I have had a Davinci amp sitting on a shelf in my basement since about 2000. I traded some other soundstream stuff for it, and had plans to put it in my boat. Never had time to put it all together. Two days ago, I brought it upstairs and disassembled it. ( I figured there would be something wrong with it,thats just how my luck goes) Anyway, in three different areas on the main circuit board, there are three or four burned resistors in each area. I am wondering if someone sells the circuit board, so I dont have to use this as a boat anchor. Thanks in advance for any help.


----------



## glockcoma (Dec 22, 2015)

Any pics? Are you handy with a soldering iron?
Depending on surrounding damage it might not be that hard of a repair.


----------



## 6.7powerstroke (Jan 13, 2016)

I will try to get pics of the damage on here soon. My soldering attempts have looked like Michael J Fox on redbull gave it a go. I dont want to make a bad thing worse. I can solder wires together, but when it comes to components this close together, I will leave it up to the pros. Besides, how do I know if there are any components that physically look ok, but are junk on the inside?


----------



## Victor_inox (Apr 27, 2012)

pictures of churred components will help.


----------



## 6.7powerstroke (Jan 13, 2016)

Having trouble getting pictures together of the fried parts inside my davinci.
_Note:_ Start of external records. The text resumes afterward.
Issue #2852, opened 2017-07-29
0.9.7 Balance Issues: Are these as intended?


marphod:
Playing through the new content, I've noticed a few balance issues along the way.

- Wanderer Transport Missions (& other missions involving transport) seem to have a ridiculously high payout.  

Not that it is necessary excessive per sentient transported, but they are really large groups over a very short ranges, and often you will be offered multiple missions on the same path (since there are only so many options in the territory that small).  Comparable Bulk Cargo missions would need to be about an order of magnitude higher (300-2000 units rather than 30-200) to have similar payouts, but that just doesn't happen.  (For instance, I've got 4 cargo missions to the same planet that total approx 275 tonnes of goods and pays approx 230k credits; which is way better than average.  I've got got 4 transport missions for 185 wanderers to an equally distant system for 1.2m credits; and that's on the low side of average.)  I've even seen transport missions with a 5m+ payout.

This may be a side order of 'Transport missions scale better with character power than cargo missions'.

- The Remnant Crystal Capacitor seems very powerful

And/or the Coalition outfits are terrible. 

The Crystal Capacitor has a capacity of 283 units of energy per ton, and is under 20 tons in size.  The only other small footprint battery with similar capacity is the Large Battery Module at 250 units of energy per ton -- which was one of the only  useful items the coalition had.  (The only other batteries that compare are the Quarg Nanotech, which is Tier 4-ish, and possibly the Korath Large System Core and/or the Wanderer Sun generators; and those are much larger footprint at at least 50 tonnes and that depends on how you calculate the value of the multi-function outfits).

- Outfit Expansion Nerf may not be enough of a Nerf -- 

It doesn't hurt large-battery/small-generator builds

There are issues with that style of ship, but a Bactrian with a Large Biochem or Red Sun, 2-3 System Cores (Large), some batteries (Nanotech are best, but Crystal Capacitors or Large Battery Modules will do) and a defensive flagship load-out is a working build , doesn't care about the lack of cooling, and is fine in all but the longest firefight.  Throw a cloaking device in with enough ramscoops and it is even better.  You can do the same with most Missile-boat builds.

(I may find more)

Bladewood:
Wanderer missions are intentional.

The Crystal Capacitor is much more space efficient than the Large Battery Module, which is itself much more efficient than pretty much every other dedicated battery outfit in the game (ignoring nanotech batteries). I'm certain this is intentional.

[...]

PR #3557, opened 2018-01-15
Introduced Korath Fuel Station (fuel pod with ramscoop)

Nescio0:
In #3489 it was suggested to create an unique Korath ramscoop. Rather than combining it with some cooling or energy capacity, as suggested, I think it would be more interesting to have a combined ramscoop with fuel capacity, or actually a fuel pod with ramscoop.
<s> This proposal introduces a Korath “Fuel Collector” which is exactly as large and as effective as two fuel pods plus one emergency ramscoop:
```
                                            mass, fuel, ramscoop ; efficiency
updated Korath Fuel Collector proposal    :  20 , 200 , 2.0      ; 2.0/(20-16)=0.5
two fuel pods plus one Remnant ramscoop   :  20 , 200 , 0.5      ; 2.0/(20-16)=0.125
two fuel pods plus one ordinary ramscoop  :  26 , 200 , 1.0      ; 2.0/(26-16)=0.1
two fuel pods plus one Wanderer ramscoop  :  23 , 200 , 4.0      ; 2.0/(23-16)=0.57
two fuel pods plus one Catalytic ramscoop :  32 , 200 , 7.0      ; 2.0/(32-16)=0.4375
```

The Fuel Collector is available for sale at the Kor Efreti outfitters and replaces the human ramscoop and fuel pods used by the Korath. The Raider has two equipped, the World-Ship four. Both also have one integrated (because of hypothetical players who might plunder outfits before they capture the ship).
Their mass and outfit size are changed accordingly, their effective fuel capacity remains unchanged, and their total ramscoop increases from 1.0 to 6.0 (Raider) and from 1.0 to 10.0 (World-Ship).</s>

[EDIT] New proposal (masses are based upon universal fuel pods and Korath heat shunts):

* Fuel Station (Large): 0.69 m credits, 30 mass, 400 fuel capacity, 2.0 ramscoop
* Fuel Station (Small): 0.17 m credits, 9 mass, 100 fuel capacity, 0.5 ramscoop
* Korath Raider has internal 200 fuel and 1 ramscoop, plus one large fuel station equipped, replacing the ordinary ramscoop, bringing it to 600 fuel and 3 ramscoop (currently 600 and 1)
* Korath World-Ship has internal 200 fuel and 1 ramscoop, plus two large fuel stations equipped, replacing the ordinary ramscoop, bringing it to 1000 fuel and 5 ramscoop (currently 1000 and 1)
* Efreti outfitter sells small fuel station, replaces human fuel pod and ordinary ramscoop


data/korath outfits.txt
```diff
@@ -91,6 +91,15 @@ outfit "Large Heat Shunt"
...
 
+outfit "Fuel Collector"
+	category "Systems"
+	cost "101000"
+	thumbnail "outfit/unknown"
+	"mass" 20
+	"outfit space" -20
+	"fuel capacity" 200
+	"ramscoop" 0.5
+	description "The Korath Fuel Collector is a large system combining a weak ramscoop with enough fuel capacity for one jump drive jump or two hyperdrive jumps."
```
tehhowch: Description should not reference the amount of fuel needed for various jump modes - those value can be changed in mods.

I suggest developing the description from Korath lore, referencing their habitual tendency to plunder civilizations both near and far, etc.

data/korath.txt
```diff
@@ -576,8 +576,7 @@ outfitter "Korath Basics"
 	"Command Center"
 	"Small Bunk Room"
 	"Bunk Room"
-	"Fuel Pod"
```
tehhowch: I would not remove the Fuel Pod.

Brick63:
as i offered before i can do the sprite if you would like me to @Nescio0

data/korath ships.txt
```diff
@@ -17,12 +17,11 @@ ship "Korath Raider"
 		"hull" 9000
 		"required crew" 145
 		"bunks" 250
-		"mass" 720
+		"mass" 650
 		"drag" 12
 		"heat dissipation" .5
-		"fuel capacity" 600
```
tehhowch: The ships should have some base fuel capacity to support at least a single jump with their default drive.

Nescio0:
> as i offered before i can do the sprite if you would like me to @Nescio0

Yes, please! Make it large and Korath-like :)

data/korath.txt
Nescio0: Why not? This new system is the Korath fuel pod.

data/korath ships.txt
Nescio0: Each Fuel Collector allows a single jump drive jump or two hyperdrive jumps, and each Raider and World-Ship variant is equipped with several of them.

data/korath outfits.txt
Nescio0: Is the new description better?

data/korath.txt
tehhowch: I would consider the pod as the "small" version of the collector, used by Korath captains who just need a touch more fuel for their purposes (and don't want to wait to collect it).

data/korath outfits.txt
```diff
@@ -99,7 +99,7 @@ outfit "Fuel Collector"
 	"outfit space" -20
 	"fuel capacity" 200
 	"ramscoop" 0.5
-	description "The Korath Fuel Collector is a large system combining a weak ramscoop with enough fuel capacity for one jump drive jump or two hyperdrive jumps."
+	description "Because of their habit to raid systems both far and near, Korath ships need a lot of fuel for their jump drives. The Fuel Collector is a bulky system which has a ramscoop to collect new fuel and a large capacity to store it."
```
Bladewood: `Because of their habit of raiding systems near and far, Korath ships must carry a considerable amount of hyperspace fuel for their jump drives. The Fuel Collector is a bulky system that has both a ramscoop to harvest additional fuel, and a large capacity to store it.`

Also, "Fuel Collector" is a boring name.

data/korath ships.txt
tehhowch: And if the player plunders that outfit and then captures the ship, it is unable to jump *at all*
Note that the player will likely be unaware of the intricacies of the outfit prior to obtaining one. The name "Fuel Collector" does not imply that it also stores fuel, after all.

data/korath.txt
Nescio0: Perhaps we should have two versions then:
* Small Fuel Pod: 10 mass, 100 capacity, .2 ramscoop; for sale
* Large Fuel Pod: 20 mass, 200 capacity, .5 ramscoop; installed in Raiders and World-Ships, not for sale

jafdy:
It's going to be outfit sized, although it will be Korath like.

data/korath outfits.txt
```diff
@@ -91,6 +91,15 @@ outfit "Large Heat Shunt"
 	"cooling" 54
 	description "Without these powerful cooling systems, most Korath warships would overheat within seconds as soon as they began to fire their weapons."
 
+outfit "Fuel Collector"
+	category "Systems"
+	cost "101000"
```
Bladewood: um.

Nescio0: It is as effective as two fuel pods and one emergency ramscoop, which cost 2*20000+72000=114000 together; and because it's less flexible, it probably ought to cost somewhat less, hence the arbitrary value of 101000.

jafdy: Perhaps too arbitrary.

Bladewood: That's not the problem here...

(There are quotation marks on the price.)

jafdy: That ought to be fine.

data/korath.txt
tehhowch: If the LFC is only plunderable (or in "Korath Advanced") then it can actually be a small improvement - e.g. `"ramscoop" 1 / 1.25`.

Nescio0: The LFC would be twice the size of the SFC but with .5/.2=2.5× its ramscoop.
I'm not sure yet if introducing a SFC would be a good idea though.

data/korath outfits.txt
```diff
@@ -91,6 +91,15 @@ outfit "Large Heat Shunt"
...
 
+outfit "Fuel Collector"
+	category "Systems"
+	cost 101000
+	thumbnail "outfit/unknown"
+	"mass" 20
+	"outfit space" -20
+	"fuel capacity" 200
+	"ramscoop" 0.5
+	description "Because of their habit of raiding systems near and far, Korath ships need a considerable amount of hyperspace fuel for their jump drives. The Fuel Collector is a bulky system which has both a ramscoop to harvest additional fuel and a large capacity to store it."
```
Bladewood: As a grammar nazi, I will not accept [the use of "which" here instead of "that".](http://www.quickanddirtytips.com/education/grammar/which-versus-that-0)

data/korath.txt
Pointedstick: FWIW, I would support removing the Fuel Pod for Korath outfitters once this is in.

data/korath ships.txt
Nescio0: Similarily, if the player plunders the jump drive prior to capturing the ship, it won't be able to jump at all either. Anyway, I've now integrated one fuel collector (i.e. 200 capacity + .5 ramscoop) fixed in each Raider and World-Ship.

Brick63:
ive started on the sprite and i have a couple ideas that are not critical
1: make it generate some heat 
2: or make it have cooling in 
also if you would like to be more involved in it i would suggest joining the discord which will help make the end result better

Amazinite:
@Brick63 I don't think that this outfit needs any more quirks than it already has.

>This proposal introduces an integrated “Fuel Collector” which is **exactly as large and as effective as two fuel pods plus one emergency ramscoop.**

Then why use this instead of two fuel pods and an emergency ramscoop? Ton for ton it might cost less, but there's no *real* reason to use this instead of two fuel pods and an emergency ramscoop. And why base a Korath (tier 2) outfit off of human (tier 1) outfits?

Here's how I'd go about balancing this:
The Korath are a more advanced species, so let's assume that instead of fitting 200 fuel in 16 tons of outfit space, the Korath have fit 200 fuel in 14 tons of outfit space (a roughly 14% increase in efficiency). That leaves 6 tons for a ramscoop. Instead of basing it off of a ramscoop that is only 30% better than standard human ramscoops (but far worse than the later unlocked catalytic ramscoop), we should base the ramscoop efficiency of this Korath ramscoop off of the Wanderer ramscoop, a similarly tiered outfit. The Wanderer Ramscoop provides roughly 0.57 ramscoop per ton. Taking a page from the Korath System Cores, which are more efficient ton-for-ton than their equivalent units from other factions put together (e.g. the Large System Core is better than equipping Coalition batteries and hull repair and Wanderer shields, which are each individually the best outfits for their single purpose), the ramscoop ability of this Korath Ramscoop should be better than the Wanderer Ramscoop. Lets not go overboard and only give this Korath ramscoop 5% better efficiency than the Wanderer Ramscoop. That puts us a 0.6 ramscoop per ton. 0.6 r/t * 6 tons = 3.6 ramscoop for this outfit.

tl;dr greatly increase the ramscoop attribute from 0.5 to 3.6 so that this is an actual tier 2 outfit worth using, instead of the current tier 1 Frankenstein of an outfit that it seems to be. I also wouldn't sell this on Efreti worlds because of this, as the Efret currently don't sell any of the other outfits they equip on their ships anyways.

data/korath ships.txt
```diff
@@ -17,14 +17,15 @@ ship "Korath Raider"
...
+		"fuel capacity" 200
 		"cargo space" 175
-		"outfit space" 721
+		"outfit space" 751
 		"weapon capacity" 284
 		"engine capacity" 159
+		"ramscoop" .5
```
Amazinite: Why include an integrated ramscoop attribute on Raiders if they'll have 2 Korath ramscoops anyways?

data/korath ships.txt
```diff
@@ -138,14 +139,15 @@ ship "Korath World-Ship"
...
 		"drag" 21
 		"heat dissipation" .4
-		"fuel capacity" 1000
+		"fuel capacity" 200
 		"cargo space" 264
-		"outfit space" 778
+		"outfit space" 848
 		"weapon capacity" 314
 		"engine capacity" 165
+		"heat dissipation" .5
```
Amazinite: Looks like you accidentally added this.

Bladewood:
I agree that the Korath fuel thing should be superior to ordinary fuel pods and emergency ramscoops, but I think making the ramscoop portion better than a Wanderer ramscoop is going too far.

Amazinite:
>I agree that the Korath fuel thing should be far superior to ordinary fuel pods and ramscoops, but I think making the ramscoop portion better than a Wanderer ramscoop is going too far.

Who do you think has more of a reason to have advanced ramscoop technology? The race that only moves into unknown territory once every tens of thousands of hundreds of thousands of years, or the race that has been known to raid hostile territory where they are unable to refuel for hundreds of years now and for the past 100 years has been stuck in a region of space where normal means of acquiring fuel are likely sparse? From a lore perspective, I'd consider the Korath to have better ramscoops. And regardless, if someone is looking for ONLY ramscoop then this outfit wouldn't be the way to go, as ton-for-ton the entire outfit is less efficient for ramscoop than a Wanderer Ramscoop.

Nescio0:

Ive been busy, and trying to get my wife to use her smartphone to take the pictures and load them on here has been unsuccessful. Does anyone know where I could find a circuit diagram for this amp, so I can figure out the correct type of parts that I need? Thanks in advance.


----------



## 6.7powerstroke (Jan 13, 2016)

Hopefully these ****ty pictures will show the barbecue.


----------



## KSakai (Jul 31, 2015)

that's pretty horrible. i can say the final transistors were busted. it should be TIP102/TIP107 darlington transistors. could you tell me the exact series? i'll try to find the schematics


----------